Wisecracker is a high performance distributed cryptanalysis framework that leverages GPUs and multiple CPUs. It allows security researchers to write their own cryptanalysis tools that can distribute brute-force cryptanalysis work across multiple systems with multiple multi-core processors and GPUs. Security researchers can also use the sample tools provided out-of-the-box. The differentiating aspect of Wisecracker is that it uses OpenCL and MPI together to distribute the work across multiple systems, each having multiple CPUs and/or GPUs.
PyParticles is a particle simulation toolbox entirely written in Python. It simulates a particle-by-particle model with the most popular integrations methods, including Euler, Runge Kutta, and Midpoint. It represents the results on an OpenGL or Matplotlib plot, and offers an easy-to-use API.
GPUMarkerTracker is a tracking software library for AR (augmented reality) markers. It utilizes GPGPU for fast and accurate tracking. It is intended for detecting markers from an HD resolution image so that small markers placed far from the camera can be detected. Each marker has a 12-bit payload with 9-bit CRC. The library does not produce false-positive detection errors of markers, practically.
Portable Computing Language (pocl) aims to become an efficient implementation of the OpenCL standard. In addition to producing an easily-portable Open Source implementation, another major goal of the project is improving performance portability of OpenCL programs with compiler optimizations, reducing the need for target-dependent manual optimizations. At the core of pocl is a set of LLVM passes used to statically parallelize multiple work items with the kernel compiler, even in the presence of work group barriers. This enables parallelization of the fine-grained static concurrency in the work groups in multiple ways (SIMD, VLIW, superscalar, etc.). The code base is modularized to allow easy adding of new "device drivers" in the host-device layer. A generic multithreaded "target driver" is included. It allows running OpenCL applications on a host which supports the pthread library with multithreading at the work group granularity.

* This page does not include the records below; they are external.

PR #213, opened 2021-04-19
Refactor cleanFilter() and auto-initialize filters parameter

bdelamatre:
* Refactored cleanFilter() to filter out all keys that don't have a filters() definition
* When cleaning filters, force typecasting on integer values
* added mountWithFilters which will auto-initialize $filters from filters(). This removes the requirement to define $filters and filters().

I wasn't able to find a proper way in livewire to typecast these values, hence the typecasting when a specific type is checked. I am sure there is a better way to handle this, but this works.

### DIFF
--- a/resources/views/tailwind/includes/filters.blade.php
+++ b/resources/views/tailwind/includes/filters.blade.php
@@ -51,6 +51,7 @@
                                 <div class="mt-1 relative rounded-md shadow-sm">
                                     <select
                                         wire:model="filters.{{ $key }}"
+                                        wire:key="filter-{{ $key }}"
                                         id="filter-{{ $key }}"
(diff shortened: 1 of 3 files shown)


rappasoft:
Made some slight tweaks to cleanFilters but I don't think I changed any of what you were after.

rappasoft:
https://user-images.githubusercontent.com/6026504/115173427-4568cf00-a095-11eb-8ad3-8d6aa03a0457.mov

Also currently have an issue with multiple filters and removing the pills. Seems to be a conflict with the wire:key's. I renamed them all to be unique but I'm still having issues.

rappasoft:
Think I fixed it with this commit: https://github.com/rappasoft/laravel-livewire-tables/commit/392e7d5a7162b96be0216e15ef4ce5b0720b4816

rappasoft:
I don't know why this didn't get merged with the last dev->master but the code is in there.

PR #216, opened 2021-04-19
tap into the sort query

devsrv:
this will allow users to customize the sort query like below

> in user's livewire table component
```php
public function tapSorting(Builder $query, $field, $direction) {
    if($field === 'company_name') {
        $sortQuery = Company::select('name')
                    ->whereColumn('companies.user_id', 'users.id'); // a custom query for orderBy(..)

        return $query->orderBy($sortQuery, $direction);
    }
}
```

### DIFF
--- a/src/Traits/WithSorting.php
+++ b/src/Traits/WithSorting.php
@@ -30,9 +30,14 @@ trait WithSorting
     public function applySorting(Builder $query): Builder
     {
         foreach ($this->sorts as $field => $direction) {
+            if(! $this->tapSorting($query, $field, $direction))
             $query->orderBy($field, $direction);
         }
 
+        return $query;
+    }
+    
+    public function tapSorting(Builder $query, $field, $direction) {
         return $query;
     }
 


rappasoft:
I like the idea, however there might be a better way to do it.

If we are going to go this route we can probably add a sorting() callback to the Column itself, much like the old version.

Let me think about it a little bit.

devsrv:
callback will be great (y)

bdelamatre:
Am I the only one that thinks tap implies registering a callback (or multiple)? E.g. if we have a tapSorting() I would expect it to register a callback that accepts (and returns) the builder during sorting. We then would be able to define multiple taps either on a property or by injecting them at some point in the class lifecycle (construct?, mount?, somewhere else?)

If we get this right here we could probably apply the same pattern to search/filter/etc.

rappasoft:
Maybe something like: (untested)

```
public function sortable(callable $callback = null): self
{
    $this->sortable = true;

    if ($callback) {
        $this->sortCallback = $callback;
    }

    return $this;
}
```

```
public function applySorting(Builder $query): Builder
{
    foreach ($this->sorts as $field => $direction) {
        if ($this->getColumn($field)->hasSortCallback()) {
            $query = app()->call($this->getColumn($field)->getSortCallback(), ['builder' => $query, 'direction' => $direction]);
        } else {
            $query->orderBy($field, $direction);
        }
    }

    return $query;
}
```

Then the above example:

```
Column::make(__('Name'))
    ->sortable(function(Builder $builder, string $direction) {
        return $builder->orderBy(Company::select('name')->whereColumn('companies.user_id', 'users.id'), $direction);
    }),
```

devsrv:
> ```
> Column::make(__('Name'))
>     ->sortable(function(Builder $builder, string $direction) {
>         return $builder->orderBy(Company::select('name')->whereColumn('companies.user_id', 'users.id'), $direction);
>     }),
> ```

its neat 👌

rappasoft:
So I have it working on this branch with your example: https://github.com/rappasoft/laravel-livewire-tables/commit/cffd2ef0026b5c35269e172896cbd42701ed30b7

rappasoft:
WIll merge this new feature into the next release!

PR #218, opened 2021-04-20
testing

bdelamatre:
After thinking through different ways to approach unit testing for the project, this is my attempt to add an initial testing suite. The test workflow is:

* TestCase->setUp() boots up and creates a simple test database using sqlite
* models and a datatable are created to match the test database
* interactions are tested directly against the PetsTable component

The approach is simple in that it:
* can be ran from within the project with no external dependencies
* doesn't require bootstrapping an entire demo project

This approach is currently limited in that it:
* can't execute Livewire / HTTP / Browser tests

An example test looks like this:
```   
/** @test */
public function test_search_filter()
{
        $this->table->filters['search'] = 'Cartman';
        $this->assertEquals(1, $this->table->getRowsProperty()->total());
}
```


rappasoft:
This is great thanks! I made some changes which you can see here: https://github.com/rappasoft/laravel-livewire-tables/commit/bff37147ca8887336247752ccd155f52b38da0bf

I think it will be a good start, I appreciate all the effort you've been putting in to help with this package.

PR #222, opened 2021-04-22
Feature optional pagination

bdelamatre:
Allows pagination to be controlled using the $pagination property. True by default. Setting $pagination = false will disable pagination throughout.

Added tests.


rappasoft:
Changed to $paginationEnabled in case we have more things to turn on/off we can use the convention. Thanks for writing tests!

rappasoft:
All of a sudden psalm doesn't like the magic properties: https://github.com/rappasoft/laravel-livewire-tables/runs/2410528328?check_suite_focus=true#step:6:8

I don't know how to get it to stop worrying about that now. Weird that it didn't before.

rappasoft:
This fixes it and should be backward compatible? We should probably steer away from the magic properties as much as we can. https://github.com/rappasoft/laravel-livewire-tables/commit/e0da5160de8bd5df70fe5ef26ad7aa992d259e6e

PR #9133, opened 2025-01-23
chore(deps): Update dependencies

KSDaemon:
- **upgrade url-parse**
- **upgrade semver**
- **upgrade json5**
- **upgrade cross-spawn**
- **update loader-utils**
- **update mssql**
- **update postcss**
- **update nanoid**
- **update engine.io**
- **update rollup**
- **update ua-parser-js**
- **update semver**
- **update webpack**


packages/cubejs-druid-driver/src/DruidClient.ts
```diff
@@ -64,7 +64,7 @@ export class DruidClient {
         });
 
         if (cancelled) {
-          await this.cancel(response.headers['x-druid-sql-query-id']);
+          await this.cancel(response.headers['x-druid-sql-query-id'] || '');
```
ovr, line 67: If there is no `x-druid-sql-query-id,`, we don't need to call the `cancel` method, + we need to log an error.

ovr (approved):

PR #9154, opened 2025-01-29
fix(schema-compiler): Use member expression definition as measure key

mcheshkov:
**Check List**

Without this when measure was a member expression m.measure.name can be undefined, and different measures will have same key in collectRootMeasureToHieararchy


KSDaemon (approved):
👍🏻

PR #9170, opened 2025-02-01
chore!: Remove `running_total` measure type

igorlukanin:
BREAKING CHANGE: `running_total` measure type has long been deprecated. Use the `rolling_window` parameter instead.


igorlukanin:
Wow! It looks like supporting `running_total` required just a tiny bit of code.

KSDaemon:
@igorlukanin If I not missed somewhere else )))

PR #9203, opened 2025-02-07
Adding pricing info for AI API and AI Assistant

djayatillake:
**Check List**

Adding docs for Cube Cloud CCU consumption driven by AI API and AI Assistant.

Not sure how to do the links to other docs that the other pricing sections are doing.


igorlukanin:
@djayatillake I think it would be better to add these as new types of resources to the table. From this table, you can link feature names to the relevant sections of the docs. Also, since these new types of resources don't consume CCUs per hour but rather consume CCUs per request, I suggest adding a new column to this table for the latter. You can still add an additional section to explain that BYOLLM has different cost implications. 

Screenshot 2025-02-11 at 14 21 43

igorlukanin:
Also, here's how we usually refer to product tiers throughout the docs:

Screenshot 2025-02-11 at 14 27 43

djayatillake:
> @djayatillake I think it would be better to add these as new types of resources to the table. From this table, you can link feature names to the relevant sections of the docs. Also, since these new types of resources don't consume CCUs per hour but rather consume CCUs per request, I suggest adding a new column to this table for the latter. You can still add an additional section to explain that BYOLLM has different cost implications.
> 
> Screenshot 2025-02-11 at 14 21 43

But it isn't charged per hour, so it won't really fit in the table.

igorlukanin:
@djayatillake Exactly! That is why I suggested to introduce a new column to the table:

> Also, since these new types of resources don't consume CCUs per hour but rather consume CCUs per request, I suggest adding a new column to this table for the latter

Without having these resources in the table, I'm afraid it would be quite hard to discover that we do charge for AI features (too far to scroll).

djayatillake:
> @djayatillake Exactly! That is why I suggested to introduce a new column to the table:
> 
> > Also, since these new types of resources don't consume CCUs per hour but rather consume CCUs per request, I suggest adding a new column to this table for the latter
> 
> Without having these resources in the table, I'm afraid it would be quite hard to discover that we do charge for AI features (too far to scroll).

How does it look now?

PR #9204, opened 2025-02-07
 fix(cubejs-server-core): fix schema caching in SQL API with DAP on

bsod90:
**Check List**

[For example #12]

[Description goes here]

### DIFF
--- a/packages/cubejs-server-core/src/core/CompilerApi.js
+++ b/packages/cubejs-server-core/src/core/CompilerApi.js
@@ -1,7 +1,7 @@
 import crypto from 'crypto';
 import R from 'ramda';
 import { createQuery, compile, queryClass, PreAggregations, QueryFactory } from '@cubejs-backend/schema-compiler';
-import { v4 as uuidv4 } from 'uuid';
+import { v4 as uuidv4, parse as uuidParse, stringify as uuidStringify } from 'uuid';
 import { NativeInstance } from '@cubejs-backend/native';
 
 export class CompilerApi {
@@ -428,7 +428,7 @@ export class CompilerApi {
     const { cubeEvaluator } = compilers;
 
     if (!cubeEvaluator.isRbacEnabled()) {
-      return cubes;
+      return { cubes, visibilityMaskHash: null };
     }
 
     for (const cube of cubes) {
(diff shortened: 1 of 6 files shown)


packages/cubejs-server-core/src/core/CompilerApi.js
```diff
@@ -481,39 +481,59 @@ export class CompilerApi {
...
+    };
+  }
+
+  mixInVisibilityMaskHash(compilerId, visibilityMaskHash) {
+    const uuidBytes = uuidParse(compilerId);
+    const hashBytes = Buffer.from(visibilityMaskHash, 'hex');
+    // Mix hash into the first 4 bytes and the last 4 bytes in a way that doesn't change the UUID version
+    for (let i = 0; i < 4; i++) {
+      // eslint-disable-next-line no-bitwise
+      uuidBytes[i] ^= hashBytes[i]; // First 4 bytes
```
mcheshkov, line 508: Let's not use XOR mixing, and not do this patching manually, please.

1. One can provide 16 random bytes to `uuid.v4` with `random` option. See [link](https://github.com/uuidjs/uuid?tab=readme-ov-file#uuidv4options-buffer-offset)
2. If we want to derive new pseudorandom value deterministically, simplest and safest way would be to just concatenate and hash them again (because we know/expect the length of parts to be fixed): `crypto.createHash('sha256').update(uuidBytes).update(hashBytes).digest()`

So, why not just `uuidv4({random: c.createHash('sha256').update(uuidBytes).update(hashBytes).digest().slice(0,16)})`?

packages/cubejs-server-core/src/core/CompilerApi.js
```diff
@@ -481,39 +481,59 @@ export class CompilerApi {
...
-        config: {
-          ...cube.config,
-          measures: cube.config.measures?.map(visibilityPatcherForCube(cube)),
-          dimensions: cube.config.dimensions?.map(visibilityPatcherForCube(cube)),
-          segments: cube.config.segments?.map(visibilityPatcherForCube(cube)),
-          hierarchies: cube.config.hierarchies?.map(visibilityPatcherForCube(cube)),
-        },
-      }));
+    const visibiliyMask = JSON.stringify(isMemberVisibleInContext, Object.keys(isMemberVisibleInContext).sort());
+    const visibilityMaskHash = crypto.createHash('md5').update(visibiliyMask).digest('hex').slice(0, 8);
```
mcheshkov, line 485: Why slicing just 4 first bytes?

packages/cubejs-server-core/src/core/CompilerApi.js
bsod90: The native side expects `compilerId` to be a valid uuid (it tries to parse it)

packages/cubejs-server-core/src/core/CompilerApi.js
bsod90: to make it shorter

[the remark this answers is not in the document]
bsod90: md5 is already used in other places in the same file. For this use-case crypto strength isn't important so, any hash would do. Can switch it to sha256

packages/cubejs-server-core/src/core/CompilerApi.js
bsod90: Also important is that if DAP isn't applied, `compilerId` stays the same. This is to make sure we don't accidentally introduce any bug in non-DAP use-cases

mcheshkov (commented):
I forgot to click "Submit review" yesterday :disappointed:

packages/cubejs-server-core/src/core/CompilerApi.js
bsod90: Ah, ok. Now I see your point
updated the code

mcheshkov (approved):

CLOGS is a library for higher-level operations on top of the OpenCL C++ API. It is designed to integrate with other OpenCL code, including synchronization using OpenCL events. Currently only two operations are supported: radix sorting and exclusive scan. Radix sort supports all the unsigned integral types as keys, and all the built-in scalar and vector types suitable for storage in buffers as values. Scan supports all the integral types. It also supports vector types, which allows limited multi-scan capabilities.
Moscrack is a WPA cracker for use on clusters. It supports MOSIX, SSH, and RSH connectivity and works by reading a word list from STDIN or a file, breaking it into chunks, and passing those chunks off to separate processes that run in parallel. The parallel processes are then executed on different nodes in your cluster. All results are checked and recorded on your master node. Logging and error handling are taken care of. It is capable of running reliably for long periods of time, without the risk of losing data or having to restart. Moscrack uses aircrack-ng by default. Pyrit for WPA cracking and Dehasher for Unix password hashes are supported via plugins.
Libfairydust is a small wrapper library intended for use with GPU clusters that 'hijacks' CUDA and OpenCL calls. It can be used to 're-route' calls to a certain GPU, so a process requesting GPU#0 might end up running on GPU#4 without knowing (or caring) about it. This works completely transparently and does not need any sort of 'cooperation' from the application, changes to code, or relinking.
FastFlow is a pattern-based programming framework targeting streaming applications. It implements pipeline, farm, divide and conquer, and their composition, as well as generic streaming networks. It is specifically designed to support the development and the seamless porting of existing applications on multi-core, GPGPUs, and clusters of them. The layered template-based C++ design ensures flexibility and extendibility. Its lock-free/fence-free run-time support minimizes cache invalidation traffic and enforces the development of high-performance (high-throughput, low-latency) scalable applications. It has been proven comparable or faster than TBB, OpenMP, and Cilk on several micro-benchmarcks and real-world applications, especially when dealing with fine-grained parallelism and high-throughput applications.